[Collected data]
########################################
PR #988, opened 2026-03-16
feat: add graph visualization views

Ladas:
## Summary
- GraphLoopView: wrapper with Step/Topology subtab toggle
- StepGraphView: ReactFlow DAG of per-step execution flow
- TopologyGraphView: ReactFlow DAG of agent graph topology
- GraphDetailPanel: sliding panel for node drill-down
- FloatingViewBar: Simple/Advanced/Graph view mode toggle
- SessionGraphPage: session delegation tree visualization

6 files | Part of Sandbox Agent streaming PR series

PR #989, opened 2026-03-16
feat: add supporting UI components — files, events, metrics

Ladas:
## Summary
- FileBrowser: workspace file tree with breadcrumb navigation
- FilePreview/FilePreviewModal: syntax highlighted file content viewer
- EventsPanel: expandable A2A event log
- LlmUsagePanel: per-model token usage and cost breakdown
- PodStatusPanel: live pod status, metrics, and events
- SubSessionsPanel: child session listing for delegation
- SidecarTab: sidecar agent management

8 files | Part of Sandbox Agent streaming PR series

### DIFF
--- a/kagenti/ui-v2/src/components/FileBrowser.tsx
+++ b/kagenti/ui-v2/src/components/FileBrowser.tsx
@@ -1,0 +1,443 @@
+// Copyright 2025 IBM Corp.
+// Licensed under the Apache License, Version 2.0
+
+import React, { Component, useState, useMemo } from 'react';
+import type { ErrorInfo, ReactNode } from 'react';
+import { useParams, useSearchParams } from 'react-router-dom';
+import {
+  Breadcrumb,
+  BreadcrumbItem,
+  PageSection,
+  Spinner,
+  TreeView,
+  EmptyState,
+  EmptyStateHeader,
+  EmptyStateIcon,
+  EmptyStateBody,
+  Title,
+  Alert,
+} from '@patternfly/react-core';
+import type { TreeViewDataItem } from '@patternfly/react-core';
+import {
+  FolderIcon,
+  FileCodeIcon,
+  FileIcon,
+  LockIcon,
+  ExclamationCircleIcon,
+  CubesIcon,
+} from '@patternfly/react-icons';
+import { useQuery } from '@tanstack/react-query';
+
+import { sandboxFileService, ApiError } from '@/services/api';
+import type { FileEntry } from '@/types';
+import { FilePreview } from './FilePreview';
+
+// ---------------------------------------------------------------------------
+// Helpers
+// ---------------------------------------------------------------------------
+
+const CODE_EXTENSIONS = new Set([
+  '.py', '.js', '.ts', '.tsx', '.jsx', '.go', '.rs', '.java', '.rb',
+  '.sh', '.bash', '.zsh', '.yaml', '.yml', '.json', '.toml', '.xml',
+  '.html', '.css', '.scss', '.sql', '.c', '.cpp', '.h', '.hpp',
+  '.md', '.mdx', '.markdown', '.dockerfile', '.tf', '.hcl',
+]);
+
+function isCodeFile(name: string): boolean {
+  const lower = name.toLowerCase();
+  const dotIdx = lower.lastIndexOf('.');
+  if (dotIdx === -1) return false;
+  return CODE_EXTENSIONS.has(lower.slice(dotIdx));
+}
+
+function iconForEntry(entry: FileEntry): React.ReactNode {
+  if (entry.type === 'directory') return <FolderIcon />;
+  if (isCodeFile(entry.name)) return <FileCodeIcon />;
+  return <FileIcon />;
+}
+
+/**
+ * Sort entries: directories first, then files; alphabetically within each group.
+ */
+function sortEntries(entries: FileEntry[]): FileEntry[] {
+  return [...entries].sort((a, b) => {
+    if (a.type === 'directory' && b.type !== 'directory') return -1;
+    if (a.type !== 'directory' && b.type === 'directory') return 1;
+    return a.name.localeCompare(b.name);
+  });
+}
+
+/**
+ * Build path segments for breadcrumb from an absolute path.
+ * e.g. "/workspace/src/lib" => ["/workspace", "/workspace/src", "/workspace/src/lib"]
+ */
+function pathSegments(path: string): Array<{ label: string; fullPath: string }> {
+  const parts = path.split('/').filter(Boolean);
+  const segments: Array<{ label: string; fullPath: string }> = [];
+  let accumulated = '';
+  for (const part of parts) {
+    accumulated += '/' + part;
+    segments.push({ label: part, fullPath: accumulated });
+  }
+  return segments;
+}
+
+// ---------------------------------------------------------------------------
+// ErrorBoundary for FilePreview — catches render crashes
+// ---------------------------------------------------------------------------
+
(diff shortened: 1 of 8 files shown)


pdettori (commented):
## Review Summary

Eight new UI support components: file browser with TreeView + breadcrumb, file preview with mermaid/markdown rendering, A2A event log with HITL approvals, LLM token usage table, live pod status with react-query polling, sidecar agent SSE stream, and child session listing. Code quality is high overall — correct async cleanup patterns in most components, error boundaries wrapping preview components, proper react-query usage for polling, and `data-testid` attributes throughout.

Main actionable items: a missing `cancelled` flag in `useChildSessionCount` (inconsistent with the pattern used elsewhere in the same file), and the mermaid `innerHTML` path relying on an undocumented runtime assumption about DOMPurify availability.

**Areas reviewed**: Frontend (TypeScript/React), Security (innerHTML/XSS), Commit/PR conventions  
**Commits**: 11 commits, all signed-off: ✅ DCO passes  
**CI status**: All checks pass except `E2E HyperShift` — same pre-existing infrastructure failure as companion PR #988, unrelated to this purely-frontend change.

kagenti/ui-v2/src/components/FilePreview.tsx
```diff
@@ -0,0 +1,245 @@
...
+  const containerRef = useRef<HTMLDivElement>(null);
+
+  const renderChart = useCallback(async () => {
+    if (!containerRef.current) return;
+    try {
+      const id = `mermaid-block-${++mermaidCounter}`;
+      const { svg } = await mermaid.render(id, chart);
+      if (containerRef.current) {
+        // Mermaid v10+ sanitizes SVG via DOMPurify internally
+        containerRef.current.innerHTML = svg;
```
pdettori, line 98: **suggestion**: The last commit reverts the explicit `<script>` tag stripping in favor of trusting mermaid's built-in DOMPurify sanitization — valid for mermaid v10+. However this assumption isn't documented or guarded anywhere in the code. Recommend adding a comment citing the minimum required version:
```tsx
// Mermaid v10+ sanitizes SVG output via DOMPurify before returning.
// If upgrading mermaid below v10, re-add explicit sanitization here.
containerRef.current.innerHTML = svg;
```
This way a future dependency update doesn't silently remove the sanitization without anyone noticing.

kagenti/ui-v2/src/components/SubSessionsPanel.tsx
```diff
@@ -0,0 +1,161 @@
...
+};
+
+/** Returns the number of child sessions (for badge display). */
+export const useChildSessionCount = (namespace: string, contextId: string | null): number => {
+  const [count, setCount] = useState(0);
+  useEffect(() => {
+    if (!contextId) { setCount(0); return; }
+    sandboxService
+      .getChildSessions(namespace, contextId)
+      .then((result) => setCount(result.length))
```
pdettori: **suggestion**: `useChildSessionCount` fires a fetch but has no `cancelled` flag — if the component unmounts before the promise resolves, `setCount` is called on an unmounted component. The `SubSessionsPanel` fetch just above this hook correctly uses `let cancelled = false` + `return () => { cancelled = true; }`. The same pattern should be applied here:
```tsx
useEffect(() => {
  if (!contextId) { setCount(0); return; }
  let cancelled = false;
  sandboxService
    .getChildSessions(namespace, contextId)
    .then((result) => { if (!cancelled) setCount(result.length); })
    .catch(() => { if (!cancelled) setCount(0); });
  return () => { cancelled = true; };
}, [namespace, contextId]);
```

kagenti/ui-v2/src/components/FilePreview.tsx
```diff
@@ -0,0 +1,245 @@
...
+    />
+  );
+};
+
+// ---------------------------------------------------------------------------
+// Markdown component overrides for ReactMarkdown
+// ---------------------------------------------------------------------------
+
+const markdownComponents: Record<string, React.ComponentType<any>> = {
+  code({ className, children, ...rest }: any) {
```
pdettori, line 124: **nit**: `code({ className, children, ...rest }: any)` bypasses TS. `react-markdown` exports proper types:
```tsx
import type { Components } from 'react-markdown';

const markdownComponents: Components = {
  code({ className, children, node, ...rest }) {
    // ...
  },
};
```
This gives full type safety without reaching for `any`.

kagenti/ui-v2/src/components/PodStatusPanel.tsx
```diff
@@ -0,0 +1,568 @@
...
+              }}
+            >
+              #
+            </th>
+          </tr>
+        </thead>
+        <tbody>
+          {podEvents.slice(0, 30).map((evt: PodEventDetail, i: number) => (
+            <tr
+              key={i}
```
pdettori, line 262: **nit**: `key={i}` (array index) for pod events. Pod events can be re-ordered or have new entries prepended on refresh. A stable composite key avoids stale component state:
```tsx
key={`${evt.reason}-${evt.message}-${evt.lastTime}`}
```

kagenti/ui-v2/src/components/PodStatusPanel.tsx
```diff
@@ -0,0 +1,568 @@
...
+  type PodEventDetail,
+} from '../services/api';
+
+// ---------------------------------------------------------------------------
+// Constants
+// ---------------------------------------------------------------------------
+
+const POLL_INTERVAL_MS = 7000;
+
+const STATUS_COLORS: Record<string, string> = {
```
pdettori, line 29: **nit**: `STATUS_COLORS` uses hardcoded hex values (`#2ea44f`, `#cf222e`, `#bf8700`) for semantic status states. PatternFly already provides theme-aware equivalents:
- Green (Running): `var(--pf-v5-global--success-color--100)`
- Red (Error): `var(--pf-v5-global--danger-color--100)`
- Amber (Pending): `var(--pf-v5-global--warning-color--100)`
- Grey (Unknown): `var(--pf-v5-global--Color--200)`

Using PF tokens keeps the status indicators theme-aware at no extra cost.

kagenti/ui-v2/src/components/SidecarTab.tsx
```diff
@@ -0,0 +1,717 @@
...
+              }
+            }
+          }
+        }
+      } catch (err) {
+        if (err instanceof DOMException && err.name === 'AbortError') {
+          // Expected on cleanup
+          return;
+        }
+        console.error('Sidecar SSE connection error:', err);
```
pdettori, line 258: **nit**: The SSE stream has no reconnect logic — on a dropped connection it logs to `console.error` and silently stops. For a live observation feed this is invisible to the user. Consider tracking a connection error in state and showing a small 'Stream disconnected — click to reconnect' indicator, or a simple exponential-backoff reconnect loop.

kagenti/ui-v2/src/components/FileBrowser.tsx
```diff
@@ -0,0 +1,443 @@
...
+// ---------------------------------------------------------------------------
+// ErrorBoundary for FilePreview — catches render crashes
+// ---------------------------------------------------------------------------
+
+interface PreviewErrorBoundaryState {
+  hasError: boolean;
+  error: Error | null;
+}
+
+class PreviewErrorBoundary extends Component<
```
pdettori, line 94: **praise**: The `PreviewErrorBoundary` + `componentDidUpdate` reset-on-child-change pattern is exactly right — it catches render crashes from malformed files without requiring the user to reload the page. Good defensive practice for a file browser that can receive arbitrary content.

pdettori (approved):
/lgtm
########################################
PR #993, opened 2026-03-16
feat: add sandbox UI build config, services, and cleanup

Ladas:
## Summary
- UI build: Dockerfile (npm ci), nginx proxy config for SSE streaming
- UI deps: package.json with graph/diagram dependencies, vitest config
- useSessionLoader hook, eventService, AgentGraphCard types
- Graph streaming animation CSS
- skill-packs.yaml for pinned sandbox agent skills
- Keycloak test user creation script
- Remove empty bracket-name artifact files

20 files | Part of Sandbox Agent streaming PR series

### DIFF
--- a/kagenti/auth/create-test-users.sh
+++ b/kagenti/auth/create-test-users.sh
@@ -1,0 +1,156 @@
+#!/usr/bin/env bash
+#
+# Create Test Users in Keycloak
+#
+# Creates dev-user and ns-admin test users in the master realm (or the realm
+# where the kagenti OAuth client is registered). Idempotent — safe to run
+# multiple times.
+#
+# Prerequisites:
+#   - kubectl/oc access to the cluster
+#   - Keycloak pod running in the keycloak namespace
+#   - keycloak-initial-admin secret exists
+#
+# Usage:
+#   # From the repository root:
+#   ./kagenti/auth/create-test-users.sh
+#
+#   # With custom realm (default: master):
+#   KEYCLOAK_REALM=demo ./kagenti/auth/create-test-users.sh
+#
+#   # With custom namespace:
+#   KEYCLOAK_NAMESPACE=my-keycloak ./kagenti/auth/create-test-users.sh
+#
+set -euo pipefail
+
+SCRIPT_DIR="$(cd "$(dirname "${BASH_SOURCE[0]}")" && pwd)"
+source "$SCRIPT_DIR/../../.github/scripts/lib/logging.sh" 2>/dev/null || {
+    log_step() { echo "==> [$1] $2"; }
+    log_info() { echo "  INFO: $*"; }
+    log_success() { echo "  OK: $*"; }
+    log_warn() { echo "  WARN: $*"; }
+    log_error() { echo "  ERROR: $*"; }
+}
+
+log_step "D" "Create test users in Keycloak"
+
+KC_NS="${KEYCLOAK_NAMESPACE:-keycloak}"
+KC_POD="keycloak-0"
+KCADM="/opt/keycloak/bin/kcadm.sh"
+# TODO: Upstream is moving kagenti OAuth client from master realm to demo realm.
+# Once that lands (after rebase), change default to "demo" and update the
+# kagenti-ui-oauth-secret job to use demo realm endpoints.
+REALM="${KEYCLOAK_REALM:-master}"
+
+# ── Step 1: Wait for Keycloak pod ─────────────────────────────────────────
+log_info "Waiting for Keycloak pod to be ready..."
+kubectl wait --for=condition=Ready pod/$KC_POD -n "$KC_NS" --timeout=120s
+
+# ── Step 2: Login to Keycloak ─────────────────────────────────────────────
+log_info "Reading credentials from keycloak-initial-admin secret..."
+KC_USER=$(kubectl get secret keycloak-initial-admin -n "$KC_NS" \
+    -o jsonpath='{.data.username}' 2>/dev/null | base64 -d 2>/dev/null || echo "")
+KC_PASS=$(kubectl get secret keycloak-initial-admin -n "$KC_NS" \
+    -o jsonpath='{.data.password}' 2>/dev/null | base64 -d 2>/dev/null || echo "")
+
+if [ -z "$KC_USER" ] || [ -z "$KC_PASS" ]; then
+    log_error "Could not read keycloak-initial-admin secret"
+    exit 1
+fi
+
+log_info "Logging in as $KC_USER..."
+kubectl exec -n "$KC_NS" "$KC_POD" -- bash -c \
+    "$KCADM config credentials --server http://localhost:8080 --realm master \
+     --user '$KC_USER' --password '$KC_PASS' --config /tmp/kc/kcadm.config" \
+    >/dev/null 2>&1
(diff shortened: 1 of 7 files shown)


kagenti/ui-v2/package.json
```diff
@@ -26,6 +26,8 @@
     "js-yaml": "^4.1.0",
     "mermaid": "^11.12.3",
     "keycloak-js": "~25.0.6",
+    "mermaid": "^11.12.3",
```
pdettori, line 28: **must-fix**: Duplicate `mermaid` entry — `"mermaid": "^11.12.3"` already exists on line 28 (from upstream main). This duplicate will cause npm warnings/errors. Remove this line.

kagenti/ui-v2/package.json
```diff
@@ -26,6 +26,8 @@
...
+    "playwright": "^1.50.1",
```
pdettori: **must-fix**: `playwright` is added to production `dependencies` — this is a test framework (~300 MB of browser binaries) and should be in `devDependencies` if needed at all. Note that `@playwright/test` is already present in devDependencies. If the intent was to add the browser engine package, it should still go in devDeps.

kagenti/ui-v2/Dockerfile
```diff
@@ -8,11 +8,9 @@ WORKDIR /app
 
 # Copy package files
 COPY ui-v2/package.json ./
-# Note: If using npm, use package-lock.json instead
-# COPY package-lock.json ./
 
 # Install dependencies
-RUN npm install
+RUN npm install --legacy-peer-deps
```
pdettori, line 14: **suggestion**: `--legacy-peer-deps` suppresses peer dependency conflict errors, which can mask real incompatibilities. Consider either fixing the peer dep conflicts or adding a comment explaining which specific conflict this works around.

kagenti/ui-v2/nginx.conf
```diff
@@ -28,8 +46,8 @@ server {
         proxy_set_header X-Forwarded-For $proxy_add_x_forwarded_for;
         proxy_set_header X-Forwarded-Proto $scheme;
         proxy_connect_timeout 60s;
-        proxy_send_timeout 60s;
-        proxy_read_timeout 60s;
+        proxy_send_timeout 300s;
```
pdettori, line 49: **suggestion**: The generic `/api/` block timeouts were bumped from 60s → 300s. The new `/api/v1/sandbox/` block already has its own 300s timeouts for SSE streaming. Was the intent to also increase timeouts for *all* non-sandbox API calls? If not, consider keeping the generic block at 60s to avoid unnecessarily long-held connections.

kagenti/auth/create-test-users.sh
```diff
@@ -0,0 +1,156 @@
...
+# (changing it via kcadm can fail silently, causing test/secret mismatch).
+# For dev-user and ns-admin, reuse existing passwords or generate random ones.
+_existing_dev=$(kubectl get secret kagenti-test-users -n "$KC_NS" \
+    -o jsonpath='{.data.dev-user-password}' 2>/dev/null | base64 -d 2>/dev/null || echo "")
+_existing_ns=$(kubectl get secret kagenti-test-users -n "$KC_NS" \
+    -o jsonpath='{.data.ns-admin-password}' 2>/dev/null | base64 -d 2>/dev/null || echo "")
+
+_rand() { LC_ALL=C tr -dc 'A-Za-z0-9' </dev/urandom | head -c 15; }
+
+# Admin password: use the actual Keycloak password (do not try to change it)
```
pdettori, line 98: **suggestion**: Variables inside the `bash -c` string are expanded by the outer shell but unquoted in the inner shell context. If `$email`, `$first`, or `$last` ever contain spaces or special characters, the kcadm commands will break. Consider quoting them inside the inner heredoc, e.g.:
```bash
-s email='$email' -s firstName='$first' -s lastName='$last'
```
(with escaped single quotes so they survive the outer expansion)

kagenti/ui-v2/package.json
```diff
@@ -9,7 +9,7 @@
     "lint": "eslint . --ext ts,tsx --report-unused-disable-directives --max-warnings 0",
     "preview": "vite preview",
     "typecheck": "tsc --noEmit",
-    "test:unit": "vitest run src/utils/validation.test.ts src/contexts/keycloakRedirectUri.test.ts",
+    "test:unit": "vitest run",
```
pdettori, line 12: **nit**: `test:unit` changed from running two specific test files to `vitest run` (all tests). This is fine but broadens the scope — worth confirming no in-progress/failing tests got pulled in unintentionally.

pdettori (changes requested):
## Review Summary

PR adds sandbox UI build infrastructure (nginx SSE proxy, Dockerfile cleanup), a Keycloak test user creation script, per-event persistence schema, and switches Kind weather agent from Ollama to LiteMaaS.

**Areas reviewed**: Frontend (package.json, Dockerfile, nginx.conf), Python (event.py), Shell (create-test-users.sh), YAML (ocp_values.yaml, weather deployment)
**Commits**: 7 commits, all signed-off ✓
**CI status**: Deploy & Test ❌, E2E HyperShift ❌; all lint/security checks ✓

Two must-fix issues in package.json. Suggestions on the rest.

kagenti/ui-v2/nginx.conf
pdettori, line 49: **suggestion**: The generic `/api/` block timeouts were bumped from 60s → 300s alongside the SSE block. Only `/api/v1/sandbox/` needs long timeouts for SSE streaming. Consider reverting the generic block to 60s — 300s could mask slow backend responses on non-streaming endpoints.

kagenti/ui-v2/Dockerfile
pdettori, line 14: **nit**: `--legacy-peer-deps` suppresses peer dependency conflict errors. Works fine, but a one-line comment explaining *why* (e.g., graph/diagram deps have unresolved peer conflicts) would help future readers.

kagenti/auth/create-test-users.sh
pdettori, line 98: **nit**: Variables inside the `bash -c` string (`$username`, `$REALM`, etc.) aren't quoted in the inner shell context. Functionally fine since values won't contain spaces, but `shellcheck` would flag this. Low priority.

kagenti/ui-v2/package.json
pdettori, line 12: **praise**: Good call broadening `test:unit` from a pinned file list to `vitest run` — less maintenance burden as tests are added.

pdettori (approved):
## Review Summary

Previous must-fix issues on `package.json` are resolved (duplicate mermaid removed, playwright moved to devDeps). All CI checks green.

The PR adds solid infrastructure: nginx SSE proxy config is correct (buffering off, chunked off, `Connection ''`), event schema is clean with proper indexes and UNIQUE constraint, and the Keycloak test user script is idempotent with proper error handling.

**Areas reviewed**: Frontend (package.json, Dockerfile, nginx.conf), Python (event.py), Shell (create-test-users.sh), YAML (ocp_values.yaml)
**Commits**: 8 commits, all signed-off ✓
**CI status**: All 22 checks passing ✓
########################################
**What to do:**
Collect every line above that contains the word "mask".

**Written response:**
pdettori, line 14: **suggestion**: `--legacy-peer-deps` suppresses peer dependency conflict errors, which can mask real incompatibilities. Consider either fixing the peer dep conflicts or adding a comment explaining which specific conflict this works around.
pdettori, line 49: **suggestion**: The generic `/api/` block timeouts were bumped from 60s → 300s alongside the SSE block. Only `/api/v1/sandbox/` needs long timeouts for SSE streaming. Consider reverting the generic block to 60s — 300s could mask slow backend responses on non-streaming endpoints.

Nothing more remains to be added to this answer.